* **Extracted data entries**

◆ ◆ ◆ ◆ ◆ ◆ ◆

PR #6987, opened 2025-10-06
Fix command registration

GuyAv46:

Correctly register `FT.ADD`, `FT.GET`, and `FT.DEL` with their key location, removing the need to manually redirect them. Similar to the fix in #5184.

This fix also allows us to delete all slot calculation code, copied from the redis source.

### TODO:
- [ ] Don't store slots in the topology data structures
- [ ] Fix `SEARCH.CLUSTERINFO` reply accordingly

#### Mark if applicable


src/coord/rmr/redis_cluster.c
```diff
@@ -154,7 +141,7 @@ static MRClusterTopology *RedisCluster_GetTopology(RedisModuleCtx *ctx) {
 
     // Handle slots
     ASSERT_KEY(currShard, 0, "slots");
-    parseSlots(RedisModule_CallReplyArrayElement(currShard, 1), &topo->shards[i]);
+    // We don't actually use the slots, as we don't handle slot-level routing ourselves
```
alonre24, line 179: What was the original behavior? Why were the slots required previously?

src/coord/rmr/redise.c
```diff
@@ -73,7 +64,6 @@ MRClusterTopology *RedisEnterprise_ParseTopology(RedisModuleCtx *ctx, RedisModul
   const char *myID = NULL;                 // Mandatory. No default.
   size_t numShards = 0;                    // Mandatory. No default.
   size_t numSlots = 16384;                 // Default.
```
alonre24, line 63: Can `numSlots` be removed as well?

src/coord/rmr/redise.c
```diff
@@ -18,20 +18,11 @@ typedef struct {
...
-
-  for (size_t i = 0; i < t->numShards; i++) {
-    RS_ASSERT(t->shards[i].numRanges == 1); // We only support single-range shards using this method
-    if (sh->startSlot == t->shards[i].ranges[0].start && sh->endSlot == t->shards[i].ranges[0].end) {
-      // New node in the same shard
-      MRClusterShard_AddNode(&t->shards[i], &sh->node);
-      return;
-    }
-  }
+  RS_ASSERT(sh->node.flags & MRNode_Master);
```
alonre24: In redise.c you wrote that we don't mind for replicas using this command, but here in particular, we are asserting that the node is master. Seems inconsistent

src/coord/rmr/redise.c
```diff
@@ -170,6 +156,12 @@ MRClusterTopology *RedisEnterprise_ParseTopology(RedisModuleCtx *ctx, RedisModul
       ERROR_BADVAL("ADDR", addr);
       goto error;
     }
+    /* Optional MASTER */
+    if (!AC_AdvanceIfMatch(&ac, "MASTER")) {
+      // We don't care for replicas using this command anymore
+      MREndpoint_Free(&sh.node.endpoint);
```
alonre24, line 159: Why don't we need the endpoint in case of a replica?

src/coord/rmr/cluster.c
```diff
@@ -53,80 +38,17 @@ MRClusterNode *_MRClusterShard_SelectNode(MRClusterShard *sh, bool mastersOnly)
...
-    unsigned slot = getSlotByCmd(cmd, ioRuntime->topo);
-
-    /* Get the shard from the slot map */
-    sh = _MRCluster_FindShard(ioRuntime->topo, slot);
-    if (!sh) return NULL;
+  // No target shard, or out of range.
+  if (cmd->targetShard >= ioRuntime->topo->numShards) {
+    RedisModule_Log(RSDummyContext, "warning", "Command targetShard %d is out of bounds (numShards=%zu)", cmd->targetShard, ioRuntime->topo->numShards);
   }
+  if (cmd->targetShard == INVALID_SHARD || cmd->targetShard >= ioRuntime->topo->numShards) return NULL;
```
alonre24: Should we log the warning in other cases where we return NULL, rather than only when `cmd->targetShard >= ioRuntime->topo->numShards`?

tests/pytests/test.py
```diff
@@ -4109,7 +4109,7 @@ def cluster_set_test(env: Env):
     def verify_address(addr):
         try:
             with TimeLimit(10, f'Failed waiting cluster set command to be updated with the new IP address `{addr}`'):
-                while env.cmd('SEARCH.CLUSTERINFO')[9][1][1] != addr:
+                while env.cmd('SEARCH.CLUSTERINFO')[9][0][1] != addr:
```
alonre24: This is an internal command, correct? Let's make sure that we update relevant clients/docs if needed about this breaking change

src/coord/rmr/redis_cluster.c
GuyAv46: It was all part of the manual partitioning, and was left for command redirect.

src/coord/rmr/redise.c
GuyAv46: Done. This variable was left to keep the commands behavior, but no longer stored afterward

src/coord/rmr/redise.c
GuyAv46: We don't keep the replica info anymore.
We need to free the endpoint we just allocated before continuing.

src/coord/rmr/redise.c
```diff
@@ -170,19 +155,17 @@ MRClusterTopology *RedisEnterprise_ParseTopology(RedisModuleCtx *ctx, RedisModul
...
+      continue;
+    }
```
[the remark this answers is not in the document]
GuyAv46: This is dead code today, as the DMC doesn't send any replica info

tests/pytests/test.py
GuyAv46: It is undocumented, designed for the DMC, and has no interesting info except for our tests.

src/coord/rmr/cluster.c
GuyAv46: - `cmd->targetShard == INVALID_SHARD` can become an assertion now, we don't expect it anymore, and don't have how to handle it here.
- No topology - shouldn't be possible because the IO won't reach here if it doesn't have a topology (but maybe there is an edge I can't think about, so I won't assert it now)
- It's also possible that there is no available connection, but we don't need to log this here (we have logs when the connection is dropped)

◆ ◆ ◆ ◆ ◆ ◆ ◆

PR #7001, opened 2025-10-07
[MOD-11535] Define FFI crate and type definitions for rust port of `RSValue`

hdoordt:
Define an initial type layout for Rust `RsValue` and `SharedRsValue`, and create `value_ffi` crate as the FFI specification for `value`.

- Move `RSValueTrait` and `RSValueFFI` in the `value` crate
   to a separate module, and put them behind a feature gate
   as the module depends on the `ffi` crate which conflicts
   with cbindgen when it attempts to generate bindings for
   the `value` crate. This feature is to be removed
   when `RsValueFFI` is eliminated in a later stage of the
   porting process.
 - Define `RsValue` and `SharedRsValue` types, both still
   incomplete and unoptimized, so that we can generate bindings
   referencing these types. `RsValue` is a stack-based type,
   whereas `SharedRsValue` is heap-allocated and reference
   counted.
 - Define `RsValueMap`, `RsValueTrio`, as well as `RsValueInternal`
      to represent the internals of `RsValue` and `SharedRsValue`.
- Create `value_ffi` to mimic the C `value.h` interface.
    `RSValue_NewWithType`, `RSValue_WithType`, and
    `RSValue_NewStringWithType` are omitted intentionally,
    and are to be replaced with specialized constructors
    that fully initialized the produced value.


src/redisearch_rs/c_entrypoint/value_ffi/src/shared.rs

◆ ◆ ◆ ◆ ◆ ◆ ◆

* **Task description**
Return a copy of every line in the records that includes the string "replicas".

* **Answer to this task**
alonre24: In redise.c you wrote that we don't mind for replicas using this command, but here in particular, we are asserting that the node is master. Seems inconsistent
+      // We don't care for replicas using this command anymore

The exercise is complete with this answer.